LLM Red Teaming Pipeline
2026LLM Red Teaming Pipeline
A pipeline that automatically decomposes AI safety concerns into concrete failure modes, generates adversarial tests, and produces summaries that can be used to train lightweight classifiers. The classifiers act as a fast, cost-effective guardrail, allowing companies to mitigate risks quickly without retraining.
I became interested in LLM security after watching Nicholas Carlini's talk, Black-hat LLMs. While the talk focuses on using LLM's for non AI security applications, what stuck out to me was the growing automation capabilities of LLM. Just a couple years ago, I rememebr Jason Liu giving talks on instructor and how to get structored output. Now most LLM's are able to one shot complex problems and generate their findings clearly.

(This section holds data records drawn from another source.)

PR #2670, opened 2022-10-07
Website App Config - Introduce `previewDomains` Config Param

### LINKED ISSUE #2616: Expose configuration for website app preview Cloudfront

We are currently configuring our website domain and would like the preview domain to also be configurable, but it's not exposed in the app.resources during the createWebsiteApp function.

When a user is working with the page builder, and they want to see work in progress, they get taken to the prerendering service and it's on an internal domain.  We'd like to expose that so that our users would be taken to something like web-preview.mydomain.com

Leaving the configuration free and manually managing it.  It is working at the moment because the custom headers are not applied to it - so it works if I add our wild card cert and alternate domain name to cloud front and configure the front end.  Longer term, it'd be better to have this be something that's scripted :)

adrians5j:
## Changes

Closes #2616

## How Has This Been Tested?
Manually.

## Documentation
Changelog.


Pavel910 (approved):
Nice and clean! 👍

adrians5j:
Thank you 🙂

This led me to reinvision projects like my SemEval 2025 submission and my use of LLM's for increasingly hard coding problems have shown me that LLM's are powerful. Additionally, I started to think about AutoML, but extended to full pipelines. Instead of just optimizing models, entire workflows can now be automated by AI.
Architecture
The idea is inspired by OBLITERATUS. I have been following Pliny the Prompter's work in X for a while and find his end prompts really interesting. However, I only started looking into the tools he uses. Despite OBLITERATUS being a white box attack, I learned a lot about model jailbreaking from it. In my project, I implemented his chain of SUMMON, PROBE, DISTILL, EXCISE, VERIFY, and REBIRTH. I built upon this chain by adding a stage for generating novel prompts, another stage for building upon attacks, and replacing the retraining stage (REBIRTH) with a summary.
Future Work
The core functionality is in place, but there are several directions for improvement. I hope to take this project and apply the pipeline to real-world systems like customer support bots. I also plan on making a 'deep' version that leverages evolutionary algorithm, like the one used in HackEvolve, to generate more diverse and sophisticated attacks. Right now, the pipeline only iterates on promising attacks, but I want to make it so it can be run for days while still producing interesting results. Lastly, I want to be able to patch the model with the learnings. I had a logistic classifier using the examples as a quick safe guard. It worked, but it was very brittle is at only helped against a few examples.